With all eyes glued on Rams DT Aaron Donald and his extension that still has yet to materialize, the Rams quietly engineered a new deal with Gurley worth between $57.5 and $60 million over the next four years — up to $15 million in annual value — and $45 million in guarantees, including $21 million due at signing. Considering that this is coming on the heels of a breakout 2017 campaign during which Gurley put up almost 2,000 yards from scrimmage, the contract is well-deserved and could set the tone for what running backs demand in the future.
The most impactful feature of Gurley’s contract is the guaranteed money, as it could explain why Bell turned down the Steelers’ offer. With injuries as rife as ever and contracts largely incentive-based, there has been a push by top players for increased guarantees to ensure job security.
Back in March, quarterback Kirk Cousins signed a fully-guaranteed three-year, $84 million deal with the Vikings, the largest fully-guaranteed contract in NFL history.
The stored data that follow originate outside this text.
PR #247, opened 2015-11-17
Fix deprecations in example symfony2 integration

inanimatt:
* Use the suggested default AppBundle and made it consistent (previously the class and the service definition had different namespaces).
* Use `security.token_storage` instead of `security.context` to retrieve user (new in Symfony 2.6, and generating deprecation notices since 2.7 - I left the old service name in a comment since 2.3 LTS is still valid).
* Tiny tiny pedantic PSR-2 tweak to move if-statement opening brace :innocent:

### DIFF
--- a/docs/integrations/symfony2.rst
+++ b/docs/integrations/symfony2.rst
@@ -37,10 +37,10 @@ Capturing context can be done via a monolog processor:
 
 .. sourcecode:: php
 
-    namespace Acme\Bundle\AcmeBundle\Monolog;
+    namespace AppBundle\Monolog;
 
     use Symfony\Component\DependencyInjection\ContainerInterface;
-    use Acme\Bundle\AcmeBundle\Entity\User;
+    use AppBundle\Entity\User;
 
     class SentryContextProcessor {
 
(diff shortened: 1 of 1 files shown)


dcramer:
Semi overlap with #246 (how did you guys manage to both submit these at the same time :)

dcramer:
So it looks like the PRs are mostly the same, minus the way they grab the security context. We're not Symfony users ourselves, so I'd be curious on your opinion @inanimatt @aschempp

aschempp:
I agree with all of the changes here (`AppBundle` rename etc.), though I don't know if you want to provide an example that still supports Symfony 2.3 (which has [LTS until Mai 2016](http://symfony.com/doc/current/contributing/community/releases.html)). Current best practice would be to [use the token storage](http://symfony.com/blog/new-in-symfony-2-6-security-component-improvements), but you really should use correct dependency injection.

I can update my PR to rename the bundle and include the new service if you both agree.

inanimatt:
Haha I have no idea how we both did this at the same time, @dcramer :grin:

Feel free to bring my changes into your PR, @aschempp. I did think about changing the container injection too, but I didn't feel strongly enough about it.

If you do decide to merge both, I'd suggest changing the injection from `security.context` to `security.token_storage` (and adjusting the interface accordingly). You can (as I did) mention the legacy Symfony 2.3 LTS way of doing things in a comment, and I think that'd be ok. Using the 2.3 method on anything newer will cause ugly deprecation notices, so I thought it best to show current best practice while leaving the old way in a comment, rather than showing the old way to everyone and then having to do another PR when 2.3 drops out of support.

aschempp:
I have updated my PR, please review: https://github.com/getsentry/raven-php/pull/246/files

inanimatt:
Looks good, @aschempp -- think we can close and abandon this PR in favour of yours.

Following the signing, other players around the league, including OT Russell Okung and Gurley himself, voiced the opinion that fully guaranteed deals should be more widespread, as they are in baseball and basketball.
Accordingly, while Gurley wasn’t able to score the bounty of guarantees that Cousins did, he was still able to get over 78% of his deal set in stone, which is more than almost every notable running back extension in recent memory. Devonta Freeman’s latest deal with the Falcons, worth $41.25 million over five years, features roughly $22 million in guarantees (~53%). LeSean McCoy’s extension with the Bills — $40 million over five years — included just $18.25 million guaranteed.
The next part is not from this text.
PR #248, opened 2015-11-18
Clarify license in Composer

rdoursenaud:
[Composer ](https://getcomposer.org/doc/04-schema.md#license) uses identifiers from the [SPDX license list](https://spdx.org/licenses/).
Services like https://www.versioneye.com/ uses it to infer GPL compatibility.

Even Chris Johnson’s 2011 contract with the Titans, which at the time was the heftiest running back contract in NFL history, was just 58% guaranteed. So, Gurley’s new deal may have ushered in a new era in which top-flight running backs demand not only similar annual totals (~$15 million), but also swaths of guarantees — probably upwards of 70-75% of the entire payout.
Given that scope, it is easy to understand why Bell turned down his most recent offer. As attractive and secure as $70 million over five years may seem, Bell was never going to be able to accept just $33 million in guaranteed money (a figure that absolutely pales in comparison with what Gurley received). Accounting for just 47% of the deal, such a structure would have effectively made the final three years of the contract strictly incentives for Bell to perform to the Steelers’ standards — standards that may evolve from year to year.
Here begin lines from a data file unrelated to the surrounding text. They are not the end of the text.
PR #249, opened 2015-12-01
if not isset email, don't set to user_context

apollopy:
if call function

```php
$client->set_user_data(1);
```

sentry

Additionally, while Gurley and Bell may be trying to set the tone for running back deals at the top, running back valuation as a whole is in flux right now. Since 2010, there have been seven running backs taken in the top 10 picks of the draft, and five of these have come in the past four years. Three of these came in the first five picks — including 2018 2nd overall pick Saquon Barkley — the highest-picked running back since Reggie Bush (2006).
While this is certainly a small sample size, it suggests that the NFL is beginning to covet running backs more and more, and to view them as integral cornerstones of an offensive arsenal. Furthermore, with running backs up in value, running back contracts will see a corresponding spike. The fourth year of Barkley’s rookie scale contract is due to be worth almost $10 million, which would be the 3rd-highest cap hit of any running back in the league today.
Overall, Barkley’s deal is due to pay out just over $31 million fully guaranteed over the next four years, for an average yearly value of almost $8 million per year. Frankly, this may make Barkley’s deal even be more favorable than the extensions that were given to players like LeSean McCoy and Devonta Freeman, as, while all three feature roughly $8 million in average annual value, Barkley’s features significantly more in guarantees. Leonard Fournette and Ezekiel Elliott have similarly lucrative rookie scale contracts, meaning that, with three of the ten highest running back cap hits for 2018 belonging to players on the rookie scale, veterans are bound to take notice.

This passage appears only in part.